(Dataset entries)
——

PR #677, opened 2021-01-14
Don't subclass from core cinder/swift managers

agrare:
Merge together with: https://github.com/ManageIQ/manageiq/pull/20959

### DIFF
--- a/app/models/manageiq/providers/openstack/cinder_manager_mixin.rb
+++ b/app/models/manageiq/providers/openstack/cinder_manager_mixin.rb
@@ -1,13 +1,12 @@
 module ManageIQ::Providers::Openstack::CinderManagerMixin
   extend ActiveSupport::Concern
-  include ::CinderManagerMixin
 
   included do
     # TODO: how about many storage managers???
     # Should use has_many :storage_managers,
     has_one  :cinder_manager,
              :foreign_key => :parent_ems_id,
-             :class_name  => "ManageIQ::Providers::StorageManager::CinderManager",
+             :class_name  => "ManageIQ::Providers::Openstack::StorageManager::CinderManager",
              :autosave    => true
 
     delegate :cloud_volumes,
--- a/app/models/manageiq/providers/openstack/storage_manager/cinder_manager.rb
+++ b/app/models/manageiq/providers/openstack/storage_manager/cinder_manager.rb
@@ -1,4 +1,4 @@
-class ManageIQ::Providers::Openstack::StorageManager::CinderManager < ManageIQ::Providers::StorageManager::CinderManager
+class ManageIQ::Providers::Openstack::StorageManager::CinderManager < ManageIQ::Providers::StorageManager
   require_nested :CloudVolume
   require_nested :CloudVolumeBackup
   require_nested :CloudVolumeSnapshot
@@ -7,6 +7,7 @@ class ManageIQ::Providers::Openstack::StorageManager::CinderManager < ManageIQ::
   require_nested :EventCatcher
   require_nested :EventParser
 
+  include ManageIQ::Providers::StorageManager::BlockMixin
   include ManageIQ::Providers::Openstack::ManagerMixin
 
   supports :cinder_volume_types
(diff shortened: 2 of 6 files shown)


andyvesel (approved):

app/models/manageiq/providers/openstack/storage_manager/cinder_manager.rb
```diff
@@ -1,4 +1,4 @@
-class ManageIQ::Providers::Openstack::StorageManager::CinderManager < ManageIQ::Providers::StorageManager::CinderManager
+class ManageIQ::Providers::Openstack::StorageManager::CinderManager < ManageIQ::Providers::StorageManager
```
kbrock, line 1: darn - this class no longer matches the filename.
Is that an oversight, or do we need it to be this way for class loading?

Fryguy (approved):

app/models/manageiq/providers/openstack/storage_manager/swift_manager.rb
```diff
@@ -1,4 +1,4 @@
-class ManageIQ::Providers::Openstack::StorageManager::SwiftManager < ManageIQ::Providers::StorageManager::SwiftManager
+class ManageIQ::Providers::Openstack::StorageManager::SwiftManager < ManageIQ::Providers::StorageManager
```
kbrock, line 1: ditto

app/models/manageiq/providers/openstack/cinder_manager_mixin.rb
```diff
@@ -1,13 +1,12 @@
 module ManageIQ::Providers::Openstack::CinderManagerMixin
   extend ActiveSupport::Concern
-  include ::CinderManagerMixin
```
kbrock, line 3: I can vouch that most of this is not needed

do we need to define `ensure_cinder_manager`?
it is only called from one spot in `providers/openstack/cloud_manager.rb` -- so if you want to tweak this, it can be in this same PR

kbrock (commented):
just the 2 file name changes and that one method.

This is a great change and makes me so happy - I had a similar PR hiding somewhere locally, but I didn't go so far as to remove the hierarchy for these classes. Glad you discovered we can do this. It makes everything flow better and reduces cross repo dependencies.

app/models/manageiq/providers/openstack/storage_manager/cinder_manager.rb
kbrock: ignore me -- changed the parent class not the main class

agrare: Still looks like it matches the filename to me...am I missing something?

app/models/manageiq/providers/openstack/storage_manager/swift_manager.rb
kbrock: and ditto on the oops

app/models/manageiq/providers/openstack/cinder_manager_mixin.rb
agrare: Yeah so the `ManageIQ::Providers::Openstack::CloudManager` was overriding `ensure_cinder_manager` from the core `CinderManagerMixin` anyway, I didn't think it was necessary to pull it out of there and into this mixin when it was already with the rest of the `ensure_*_manager` methods.

kbrock: and the last one is good - carry on

kbrock (approved):
This is great - please merge

app/models/manageiq/providers/openstack/cinder_manager_mixin.rb
agrare: Good catch on the :type, updated https://github.com/ManageIQ/manageiq-providers-openstack/pull/677/files#diff-6e82d48dbcba5ccd5c9dee5a5f722c52485f2c738505fe1698d54d9786e69fa0L452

——

WHAT THIS TASK INVOLVES: Reproduce only the lines above spanning from the line containing "kbrock, line 1: darn" through the line containing "kbrock, line 3: I", word for word.

EXERCISE OUTPUT:
kbrock, line 1: darn - this class no longer matches the filename.
Is that an oversight, or do we need it to be this way for class loading?

Fryguy (approved):

app/models/manageiq/providers/openstack/storage_manager/swift_manager.rb
```diff
@@ -1,4 +1,4 @@
-class ManageIQ::Providers::Openstack::StorageManager::SwiftManager < ManageIQ::Providers::StorageManager::SwiftManager
+class ManageIQ::Providers::Openstack::StorageManager::SwiftManager < ManageIQ::Providers::StorageManager
```
kbrock, line 1: ditto

app/models/manageiq/providers/openstack/cinder_manager_mixin.rb
```diff
@@ -1,13 +1,12 @@
 module ManageIQ::Providers::Openstack::CinderManagerMixin
   extend ActiveSupport::Concern
-  include ::CinderManagerMixin
```
kbrock, line 3: I can vouch that most of this is not needed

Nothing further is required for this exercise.